The Lifetime ISA (LISA) has not caused an exodus from workplace pensions as feared, research by AJ Bell finds.
Some 78% of the product's users say they have continued to contribute into their workplace pension, and more than half (56%) are saving into a LISA to top-up their retirement income.
Just 3% of those who had opted out of their workplace pension said they had done so in order to put money into a LISA.
AJ Bell's findings, which come from a survey of 400 of its Youinvest LISA customers, will mitigate concerns that the more liquid product would draw young people away from pensions.
The savings vehicle was introduced by the government last year and allows savers to put aside up to £4,000 a year and gain a 25% government bonus in order to pay for retirement, a house deposit, or costs in ill-health.

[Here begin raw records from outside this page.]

Issue #614, opened 2024-08-21
--local usage was broken on latest bib build with error: unknown flag: --type


chunfuwen:
1.  pull bootc image:
```
podman pull quay.io/centos-bootc/centos-bootc:stream10

```
2. run bib command to build qcow image:

```
sudo podman run --rm -it --privileged --pull=newer --security-opt label=type:unconfined_t -v /var/lib/libvirt/images/output:/output -v /var/lib/containers/storage:/var/lib/containers/storage  -v /var/lib/libvirt/images/auth.json:/run/containers/0/auth.json  quay.io/centos-bootc/bootc-image-builder:latest  --type qcow2 --tls-verify=true  --local quay.io/centos-bootc/centos-bootc:stream10

``` 
3. Actually it throw below error message:
```
sudo podman run --rm -it --privileged --pull=newer --security-opt label=type:unconfined_t -v /var/lib/libvirt/images/output:/output -v /var/lib/containers/storage:/var/lib/containers/storage  -v /var/lib/libvirt/images/auth.json:/run/containers/0/auth.json  quay.io/centos-bootc/bootc-image-builder:latest  --type qcow2 --tls-verify=true  --local quay.io/centos-bootc/centos-bootc:stream10
Usage:
  bootc-image-builder [command]

Available Commands:
  build       
  completion  Generate the autocompletion script for the specified shell
  help        Help about any command
  manifest    

Flags:
  -h, --help               help for bootc-image-builder
      --log-level string   logging level (debug, info, error); default error

Use "bootc-image-builder [command] --help" for more information about a command.

2024/08/21 02:09:35 error: unknown flag: --type

```

chunfuwen:
@mvo5  please help take a look

shi2wei3:
Em, it looks like this only happens if you put `--local` as the last argument, otherwise it's fine.

henrywang:
Hi @mvo5, this issue is already in `bootc-image-builder:rhel-9.5`. We need a downstream release to fix this issue.

datcuandrei:
If you want to use `--local`, use the last image tag: `sha256-5ccc2079c6e28eb96df3a63e5babe221c8a28c5367aec8f9613cc126e729f76d`

Hopefully, this will be fixed in the next release.

PR #615, opened 2024-08-21
bib: fix injecting default "build" arg into root for flags like --local

mvo5:
[draft as this needs tests]

In PR#608 we dropped the container entrypoint and moved the logic to detect what command to run into the cobra parsing.

However it seems certain situations like:
```
bootc-image-builder  --type qcow2 --tls-verify=true  --local quay.io/centos-bootc/centos-bootc:stream10
```
are not detected correctly (thanka to Chunfu Wen for reporting!).

This commit detect this usage and injects the build arg then too.

Closes https://github.com/osbuild/bootc-image-builder/issues/614

### DIFF
--- a/bib/cmd/bootc-image-builder/main.go
+++ b/bib/cmd/bootc-image-builder/main.go
@@ -13,6 +13,7 @@ import (
 
 	"github.com/sirupsen/logrus"
 	"github.com/spf13/cobra"
+	"github.com/spf13/pflag"
 	"golang.org/x/exp/slices"
 
 	"github.com/osbuild/images/pkg/arch"
@@ -565,7 +566,7 @@ func cmdVersion(_ *cobra.Command, _ []string) error {
 	return nil
 }
 
-func run() error {
+func buildCobraCmdline() (*cobra.Command, error) {
 	rootCmd := &cobra.Command{
 		Use:               "bootc-image-builder",
 		Long:              "create a bootable image from an ostree native container",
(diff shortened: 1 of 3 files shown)


bib/cmd/bootc-image-builder/main.go
```diff
@@ -640,11 +641,29 @@ func run() error {
...
 	// for something like cobra.UnknownCommandError but cobra just gives
 	// us an error string
-	_, _, err := rootCmd.Find(os.Args[1:])
-	if err != nil && !slices.Contains([]string{"help", "completion"}, os.Args[1]) {
+	cmd, _, err := rootCmd.Find(os.Args[1:])
+	injectBuildArg := func() {
 		args := append([]string{buildCmd.Name()}, os.Args[1:]...)
 		rootCmd.SetArgs(args)
 	}
+	// command not known, i.e. happens for "bib quay.io/centos/..."
```
mvo5, line 649: This is slightly ugly but I couldn't find a better way than to handle the two cases explicitly

ondrejbudai (approved):
Ugh, sorry for missing this case, and thanks for looking into this! :)

bib/cmd/bootc-image-builder/main.go
ondrejbudai: :shrug: I have no better idea.

achilleas-k:
I'm going to admin-merge this because we need it to unblock users but we have an issue with our cross-arch build tests that's preventing things from being merged through the proper merge queue.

The bonus is forfeited if the pot is accessed for any other reason - although 20% of LISA users were unable to explain how that charge worked.
Some 166,000 accounts were opened within the first year of the product's offering.
AJ Bell senior analyst Tom Selby said LISA was proving a "valuable savings option alongside the flagship" auto-enrolment (AE) programme.
"Encouragingly, fears savers would opt out of AE in their droves in order to fund their LISA appear to have been misplaced," he added. "Around four in five LISA savers are contributing to a workplace pension and a LISA, while just a handful have chosen to quit their workplace scheme."
He said the decision to save on top of AE "makes a mockery of calls made in some quarters to scrap the product altogether" although admitted "LISA is not perfect" and does create some confusion.
In July, the Treasury Select Committee called for the abolition of the product over "its complexity, its perverse incentives, its lack of complementarity with the pensions savings landscape, and its apparent lack of popularity with the industry and pension savers".
Former pensions minister Baroness Ros Altmann described it as a "Trojan horse".